Pull out every line from the listing that has the word "interface".

*Extracted records*.
•••
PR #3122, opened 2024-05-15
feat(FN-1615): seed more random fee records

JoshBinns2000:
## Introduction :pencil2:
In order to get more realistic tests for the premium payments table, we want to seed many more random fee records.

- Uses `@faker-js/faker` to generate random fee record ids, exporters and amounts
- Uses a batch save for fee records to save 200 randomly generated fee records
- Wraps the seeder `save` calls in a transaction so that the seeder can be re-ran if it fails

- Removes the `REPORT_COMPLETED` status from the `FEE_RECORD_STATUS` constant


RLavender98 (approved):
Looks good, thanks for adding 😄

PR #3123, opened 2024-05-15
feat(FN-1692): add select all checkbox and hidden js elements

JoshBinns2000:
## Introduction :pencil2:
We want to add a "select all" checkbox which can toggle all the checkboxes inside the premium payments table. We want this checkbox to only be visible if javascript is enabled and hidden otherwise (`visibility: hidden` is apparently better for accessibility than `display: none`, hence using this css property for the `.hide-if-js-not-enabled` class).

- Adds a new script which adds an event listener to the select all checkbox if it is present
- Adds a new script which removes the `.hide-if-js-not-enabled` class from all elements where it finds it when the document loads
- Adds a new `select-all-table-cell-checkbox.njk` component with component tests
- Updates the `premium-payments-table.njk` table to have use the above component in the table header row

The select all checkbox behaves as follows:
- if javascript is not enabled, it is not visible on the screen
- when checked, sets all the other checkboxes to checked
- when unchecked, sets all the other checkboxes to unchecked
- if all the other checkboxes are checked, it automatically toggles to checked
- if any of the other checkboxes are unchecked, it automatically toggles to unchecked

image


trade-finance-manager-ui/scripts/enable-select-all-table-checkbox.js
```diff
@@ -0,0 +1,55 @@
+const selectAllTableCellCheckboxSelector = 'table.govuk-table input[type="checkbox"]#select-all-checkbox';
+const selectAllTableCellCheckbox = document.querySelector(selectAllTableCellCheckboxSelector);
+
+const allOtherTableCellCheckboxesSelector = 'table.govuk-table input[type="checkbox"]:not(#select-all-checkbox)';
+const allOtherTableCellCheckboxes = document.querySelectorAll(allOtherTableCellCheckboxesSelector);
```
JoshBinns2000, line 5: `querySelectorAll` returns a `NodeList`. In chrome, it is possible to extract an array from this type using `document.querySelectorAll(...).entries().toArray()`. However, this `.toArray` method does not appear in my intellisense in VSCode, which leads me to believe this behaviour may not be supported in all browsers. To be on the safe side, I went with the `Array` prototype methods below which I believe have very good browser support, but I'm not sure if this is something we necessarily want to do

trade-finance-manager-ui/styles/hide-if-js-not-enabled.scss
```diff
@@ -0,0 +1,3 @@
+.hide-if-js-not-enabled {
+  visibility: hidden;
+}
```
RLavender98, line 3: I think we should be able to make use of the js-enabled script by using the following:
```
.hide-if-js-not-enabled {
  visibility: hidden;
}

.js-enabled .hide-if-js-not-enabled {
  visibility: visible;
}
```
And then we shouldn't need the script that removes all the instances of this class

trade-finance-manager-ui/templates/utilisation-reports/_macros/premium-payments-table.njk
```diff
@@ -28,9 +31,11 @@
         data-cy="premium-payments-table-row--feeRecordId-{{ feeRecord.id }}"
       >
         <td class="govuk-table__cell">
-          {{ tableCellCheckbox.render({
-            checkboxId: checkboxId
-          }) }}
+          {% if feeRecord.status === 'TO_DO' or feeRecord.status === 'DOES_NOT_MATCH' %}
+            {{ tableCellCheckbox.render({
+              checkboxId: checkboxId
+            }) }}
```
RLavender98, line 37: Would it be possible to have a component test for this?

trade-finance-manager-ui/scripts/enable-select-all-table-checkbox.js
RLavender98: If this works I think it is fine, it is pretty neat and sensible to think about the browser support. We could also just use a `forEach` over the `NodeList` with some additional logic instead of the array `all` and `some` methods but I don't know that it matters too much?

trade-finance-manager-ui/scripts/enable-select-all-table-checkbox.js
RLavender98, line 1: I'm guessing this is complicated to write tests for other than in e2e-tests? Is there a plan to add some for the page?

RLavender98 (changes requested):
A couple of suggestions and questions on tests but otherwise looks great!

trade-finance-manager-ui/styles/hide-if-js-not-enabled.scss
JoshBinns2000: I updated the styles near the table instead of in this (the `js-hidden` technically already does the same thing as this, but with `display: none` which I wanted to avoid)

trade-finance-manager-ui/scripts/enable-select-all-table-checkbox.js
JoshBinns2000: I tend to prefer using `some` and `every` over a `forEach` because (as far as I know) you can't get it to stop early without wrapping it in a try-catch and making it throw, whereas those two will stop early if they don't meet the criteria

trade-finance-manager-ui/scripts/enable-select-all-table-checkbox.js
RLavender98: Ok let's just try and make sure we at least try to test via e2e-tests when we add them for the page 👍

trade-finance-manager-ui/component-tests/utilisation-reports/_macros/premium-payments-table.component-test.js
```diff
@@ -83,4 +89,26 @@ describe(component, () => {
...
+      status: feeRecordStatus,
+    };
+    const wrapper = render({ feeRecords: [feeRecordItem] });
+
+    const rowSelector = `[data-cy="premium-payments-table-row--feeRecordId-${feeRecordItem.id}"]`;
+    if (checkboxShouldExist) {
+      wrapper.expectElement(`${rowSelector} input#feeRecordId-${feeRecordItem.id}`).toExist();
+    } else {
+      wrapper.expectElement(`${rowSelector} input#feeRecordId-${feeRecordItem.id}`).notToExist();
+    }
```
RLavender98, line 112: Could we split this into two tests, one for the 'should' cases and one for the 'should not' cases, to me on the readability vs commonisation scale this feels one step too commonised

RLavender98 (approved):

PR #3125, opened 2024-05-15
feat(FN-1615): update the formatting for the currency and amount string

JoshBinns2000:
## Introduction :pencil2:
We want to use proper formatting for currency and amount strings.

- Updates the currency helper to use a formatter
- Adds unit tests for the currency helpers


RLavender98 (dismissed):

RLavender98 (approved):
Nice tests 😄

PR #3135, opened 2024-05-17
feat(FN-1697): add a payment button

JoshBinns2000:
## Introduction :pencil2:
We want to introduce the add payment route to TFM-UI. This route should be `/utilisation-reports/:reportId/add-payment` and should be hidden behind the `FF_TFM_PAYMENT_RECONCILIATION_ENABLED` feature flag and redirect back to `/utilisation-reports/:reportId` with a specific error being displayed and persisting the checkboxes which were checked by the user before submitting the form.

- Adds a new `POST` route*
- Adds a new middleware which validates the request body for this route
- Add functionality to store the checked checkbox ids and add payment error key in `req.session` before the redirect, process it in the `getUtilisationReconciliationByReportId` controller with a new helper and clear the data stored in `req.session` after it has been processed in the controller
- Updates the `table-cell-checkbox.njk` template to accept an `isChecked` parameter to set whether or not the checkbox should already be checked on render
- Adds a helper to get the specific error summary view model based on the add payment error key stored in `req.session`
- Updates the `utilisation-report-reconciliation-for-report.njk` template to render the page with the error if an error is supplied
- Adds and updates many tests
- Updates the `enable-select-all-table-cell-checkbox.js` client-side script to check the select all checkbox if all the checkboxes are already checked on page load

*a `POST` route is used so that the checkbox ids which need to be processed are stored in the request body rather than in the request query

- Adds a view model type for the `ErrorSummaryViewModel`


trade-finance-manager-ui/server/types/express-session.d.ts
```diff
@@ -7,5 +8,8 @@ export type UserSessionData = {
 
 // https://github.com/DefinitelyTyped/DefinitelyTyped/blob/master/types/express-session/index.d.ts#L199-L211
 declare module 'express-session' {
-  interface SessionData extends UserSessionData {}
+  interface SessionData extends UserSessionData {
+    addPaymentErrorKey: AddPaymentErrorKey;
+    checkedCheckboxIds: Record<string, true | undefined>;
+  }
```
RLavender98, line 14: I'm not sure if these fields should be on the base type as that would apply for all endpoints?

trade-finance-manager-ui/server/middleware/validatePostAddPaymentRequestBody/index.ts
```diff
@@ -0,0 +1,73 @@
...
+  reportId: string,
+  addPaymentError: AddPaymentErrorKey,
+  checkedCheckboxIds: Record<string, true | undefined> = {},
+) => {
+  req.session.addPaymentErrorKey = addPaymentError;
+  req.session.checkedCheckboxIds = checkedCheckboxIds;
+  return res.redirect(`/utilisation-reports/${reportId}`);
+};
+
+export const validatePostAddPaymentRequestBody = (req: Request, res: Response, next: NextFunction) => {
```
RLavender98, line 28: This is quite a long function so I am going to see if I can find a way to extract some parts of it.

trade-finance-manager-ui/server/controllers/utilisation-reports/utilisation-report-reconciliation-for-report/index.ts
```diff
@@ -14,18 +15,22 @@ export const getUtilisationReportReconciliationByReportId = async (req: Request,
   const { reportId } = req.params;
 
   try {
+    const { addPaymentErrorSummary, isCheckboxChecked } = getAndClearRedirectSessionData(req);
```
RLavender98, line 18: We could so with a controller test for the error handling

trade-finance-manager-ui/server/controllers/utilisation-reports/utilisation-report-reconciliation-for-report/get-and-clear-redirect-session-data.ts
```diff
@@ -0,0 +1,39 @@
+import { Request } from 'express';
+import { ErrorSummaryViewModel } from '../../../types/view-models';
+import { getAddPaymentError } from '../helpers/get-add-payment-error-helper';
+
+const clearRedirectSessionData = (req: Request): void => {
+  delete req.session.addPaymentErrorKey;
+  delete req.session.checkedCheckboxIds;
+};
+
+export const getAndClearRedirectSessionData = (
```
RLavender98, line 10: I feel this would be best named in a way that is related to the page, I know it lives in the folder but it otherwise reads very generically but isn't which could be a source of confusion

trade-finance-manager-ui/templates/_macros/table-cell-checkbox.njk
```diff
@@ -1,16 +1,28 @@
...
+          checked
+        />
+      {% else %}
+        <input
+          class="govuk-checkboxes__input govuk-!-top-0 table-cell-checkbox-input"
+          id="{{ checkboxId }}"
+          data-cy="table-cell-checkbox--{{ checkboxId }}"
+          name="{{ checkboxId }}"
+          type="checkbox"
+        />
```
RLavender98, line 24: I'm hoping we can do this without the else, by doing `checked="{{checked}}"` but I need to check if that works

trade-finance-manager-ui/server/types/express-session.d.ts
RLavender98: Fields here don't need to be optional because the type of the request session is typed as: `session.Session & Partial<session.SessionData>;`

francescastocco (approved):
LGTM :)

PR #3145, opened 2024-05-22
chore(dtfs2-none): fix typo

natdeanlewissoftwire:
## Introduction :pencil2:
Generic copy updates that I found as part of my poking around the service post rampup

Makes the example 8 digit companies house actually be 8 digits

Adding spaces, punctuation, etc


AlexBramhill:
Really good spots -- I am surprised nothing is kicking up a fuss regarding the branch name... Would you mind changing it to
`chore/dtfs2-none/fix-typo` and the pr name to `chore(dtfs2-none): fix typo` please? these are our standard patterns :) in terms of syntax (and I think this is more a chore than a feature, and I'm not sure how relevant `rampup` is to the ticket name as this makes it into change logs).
•••
*Answer to the exercise*.
-  interface SessionData extends UserSessionData {}
+  interface SessionData extends UserSessionData {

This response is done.